- _What the exercise asks_
Every line containing "characters" should be identified and copied from the data below.

*** Records shown ***

Issue #1498, opened 2024-05-30
Include usage key in create_completion when streaming


zhudotexe:
**Is your feature request related to a problem? Please describe.**
Since `create_completion` may yield text chunks comprised of multiple tokens per yield (e.g. in the case of multi-byte Unicode characters), counting the number of yields may not equal the number of tokens actually generated by a model. To accurately get the usage statistics of a streamed completion, one has to run the final text through the tokenizer again, despite `create_completion` already tracking the number of tokens generated by the model.

**Describe the solution you'd like**
When `stream=True` in `create_completion`, the final chunk yielded should include the usage statistics in the `'usage'` key.

**Describe alternatives you've considered**
- Saving full generated text and running it through the tokenizer again (seems wasteful)
- Counting the number of yields and hoping we don't have any multi-byte characters (hacky and fragile)

**Additional context**
The OpenAI API has recently added similar support in their streaming API with the `stream_options` key: https://platform.openai.com/docs/api-reference/chat/create#chat-create-stream_options

hh23485:
any updates on this? Seems that very helpful for our situation as well as the committer' desc

hh23485:
Any updates?

PR #1552, opened 2024-06-25
This commit adds streaming options

tpfau:
This PR adds the `stream_options` and `include_usage` fields as defined in the OpenAI API reference to the server.
Set to false by default they can be activated which leads to the last chunk being returned during streaming to supply the usage information. 
This solves the Question raised in #1461 and the request indicated in #1498.
I decided to put the chunk generation code into its own function since not doing so would have lead to blown up code. 
I did not update the places where `stream` is clearly set to `false`. 

I'm happy to update the PR with any necessary/requested modifications wrt code style or if you think all chunk generation places should be changed to use functions (or add more options/update the chunk generation function). Just let me know.

### DIFF
--- a/llama_cpp/llama.py
+++ b/llama_cpp/llama.py
@@ -946,6 +946,56 @@ class Llama:
         else:
             return output
 
+    def _create_chunk(
+        self,
+        completion_id: str,
+        created: int,
+        model_name: str,
+        text: str,
+        logprobs_or_none: Union[Optional[CompletionLogprobs], None],
+        include_usage: bool,
+        index: int,
+        finish_reason: Union[str, None],
+        usage: Union[Dict[str, Any], None] = None,
+    ) -> CreateChatCompletionStreamResponse:
+        """
+        Create chunks for streaming API, depending on whether usage is requested or 
+        not they need (or don't need) an additional field
+        """
+
+        if include_usage:
+            token = {
+                "id": completion_id,
+                "object": "text_completion",
+                "created": created,
+                "model": model_name,
+                "choices": [
+                    {
+                        "text": text,
+                        "index": index,
+                        "logprobs": logprobs_or_none,
+                        "finish_reason": finish_reason,
+                    },
+                ],
+                "usage": usage,
+            }
+        else:
+            token = {
+                "id": completion_id,
+                "object": "text_completion",
+                "created": created,
+                "model": model_name,
+                "choices": [
+                    {
+                        "text": text,
+                        "index": index,
+                        "logprobs": logprobs_or_none,
+                        "finish_reason": finish_reason,
+                    }
+                ],
+            }
+        return token
+
     def _create_completion(
         self,
         prompt: Union[str, List[int]],
@@ -963,6 +1013,7 @@ class Llama:
         repeat_penalty: float = 1.1,
         top_k: int = 40,
         stream: bool = False,
+        stream_include_usage: Optional[bool] = False,
         seed: Optional[int] = None,
         tfs_z: float = 1.0,
         mirostat_mode: int = 0,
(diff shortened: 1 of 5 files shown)


abetlen:
@tpfau thank you for starting on this, I'll review in more depth but my initial request would be that instead of `stream_include_usage` we just add `stream_options` directly to the methods in the `Llama` class as they should also mirror the OpenAI api.

tpfau:
@abetlen I hope this change is what you had in mind. 
I'm admittedly unsure how I can properly add the description of the `include_usage` field description to the API (I tried to stick to how it was done with the completion requests specs for now). 
I also wanted to avoid having to add the stream option check in every single function so I kept it in the "main" functionalities and left the addition of the `stream_include_usage` parameter in the conversion functions.

tpfau:
I would really like to see this in production, as I think this feature can be quite important for a lot of applications that need some kind of usage control or just let the users know about their usage. Of course people can work around this kind of approach but it requires additional code in the code base that does tokenization and thus computation which is completely unnecessary as it is already calculated by the model.

tpfau:
@abetlen Any news on this?

tpfau:
Updated again to fix conflicts. 

Would be great to see this feature in the codebase. If there is anything missing, please let me know

tpfau:
Did some tests again, seems to be working. Please let me know if you have any updates which you want to have in.

llama_cpp/llama.py
```diff
@@ -1363,6 +1414,11 @@ def logit_bias_processor(
                 break
 
             if stream:
+                if stream_options is not None and "include_usage" in stream_options:
+                    include_usage = True if stream_options["include_usage"] else False
+                else:
+                    include_usage = False
```
lukestanley, line 1420: Instead of the double nested if block, presumably you could do: `if stream and stream_options and "include_usage" in stream_options:`? @tpfau

llama_cpp/server/app.py
```diff
@@ -495,7 +496,7 @@ async def create_chat_completion(
             if body.logit_bias_type == "tokens"
             else body.logit_bias
         )
-
+
```
lukestanley, line 499: Does Black or Ruff need to be ran? @tpfau

llama_cpp/server/types.py
```diff
@@ -228,6 +237,10 @@ class CreateChatCompletionRequest(BaseModel):
     min_p: float = min_p_field
     stop: Optional[Union[str, List[str]]] = stop_field
     stream: bool = stream_field
+    stream_options: Optional[llama_cpp.StreamOptions] = Field(
+        default=None,
+        description="Options for streaming response. Only set this when you set stream: true.",
+    )
```
lukestanley, line 243: Presumably this is where you would make use of the description you have in `include_usage_field` somehow?
I wonder if [FastAPI dependency injection](https://fastapi.tiangolo.com/tutorial/dependencies/) could help with this, or if there is an example pattern in the server code for providing property help descriptions that is better followed instead. I've not used FastAPI zealously enough to know yet.
@tpfau

llama_cpp/llama.py
tpfau: No you can't since all the following code has to be run in both instances, and only the include stream usage needs to be adapted based on the props.

llama_cpp/server/app.py
tpfau: true

llama_cpp/server/types.py
tpfau: I'm not sure how to do this neither. The problem I have is that llama_types defines `TypedDicts` which don't have descriptions like `BaseModels`. So if anyone got a good suggestion I'm happy to update this.

llama_cpp/llama.py
lukestanley: Ahh, of course. I guess I was meant something like this:
```python
if stream_options and "include_usage" in stream_options:
    include_usage = stream_options["include_usage"]
else:
    include_usage = False
```
It relies on a None `stream_options` being _falsey_, and `stream_options.include_usage` being a boolean.
Just a little more readable.

PR #1594, opened 2024-07-12
Actually use split_mode from model settings

grider-withourai:
One of the parameters, `split_mode`, was not used when loading. Fix it by passing it to the Llama server.


grider-withourai:
Tested working with some models.

abetlen:
@grider-withourai thank you for catching this!

PR #1605, opened 2024-07-17
Updated README.md, llama_cpp/llama.py and pyproject.toml to add support for cross-encoders

perpendicularai:


perpendicularai:
See video :
https://github.com/user-attachments/assets/de8a0d3b-9c75-4a60-928d-389bb8bdea2d

PR #1635, opened 2024-07-29
FreeBSD compatibility

yurivict:


abetlen:
@yurivict fantastic, thank you for the contribution!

*** End of Records shown ***

- _Output for this exercise_
Since `create_completion` may yield text chunks comprised of multiple tokens per yield (e.g. in the case of multi-byte Unicode characters), counting the number of yields may not equal the number of tokens actually generated by a model. To accurately get the usage statistics of a streamed completion, one has to run the final text through the tokenizer again, despite `create_completion` already tracking the number of tokens generated by the model.
- Counting the number of yields and hoping we don't have any multi-byte characters (hacky and fragile)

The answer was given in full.